この日を前後して、学年によっては、それぞれの同級会やゴルフ会を開いているところもある。そこでもみんな校歌を歌い、またの再会を約束しながら別れるのだ。「こうしてみんなで校歌を歌うと、俺は妙に心が洗われるような気持ちになるんだよ」という仲間がいた。私も全く同じだ。
同校は数年後に創立120周年を迎える。その校歌は校章とともに創立以来変わっていない。そのわけは多分こうだ。まず校歌。四番まである歌詞の中に校名、つまり「日川中学」「日川」がどこにも入っていない。こういう校歌は全国的にも稀だという。新制高校にそぐわない字句が歌詞に入れてあった多くの学校は、旧制中学から新制高校に変る時、校歌を変えざるを得なかったのである。
校章の場合も同じ。同校は、山梨県で最も古い歴史を持つ甲府中学の「ニ中」として生まれたことから「中学」の「中」の文字を縦横に絡ませてデザインした、いわゆる金平糖が校章だから、これも変える必要がなかった。

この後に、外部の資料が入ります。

PR #1871, opened 2020-01-09
Compute editor position using selection coordinates and grid position

nstepien:


src/masks/InteractionMasks.tsx
```diff
@@ -139,24 +132,14 @@ export default function InteractionMasks<R, K extends keyof R>({
...
-
-    const { left: portalTargetLeft, top: portalTargetTop } = editorPortalTarget.getBoundingClientRect();
-    const { scrollLeft, scrollTop } = editorPortalTarget;
+  function getEditorPosition() {
+    if (!canvas.current) return null;
+    const { left, top } = canvas.current.getBoundingClientRect();
     return {
-      left: selectionMaskLeft - portalTargetLeft + scrollLeft,
-      top: selectionMaskTop - portalTargetTop + scrollTop
+      left: columns[selectedPosition.idx].left - scrollLeft + left,
```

結果的だが、この二つがもたらしている効果は大きい。旧制中学の卒業生も、新制高校の卒業生も同じ土俵に立てるばかりでなく、母校に対して共通の認識がもてるということである。それは勢い、母校愛のようなものを持続させたり、ひいては同窓生の結束にも繋がる効果を生んでいる。もちろん、母校なんてどこ吹く風、といった同窓生だっているし、いて当たり前。ただ、そんな同窓生バカがいたっていい。少なくとも、同窓会の常任理事を仰せつかっている私はそう思っている。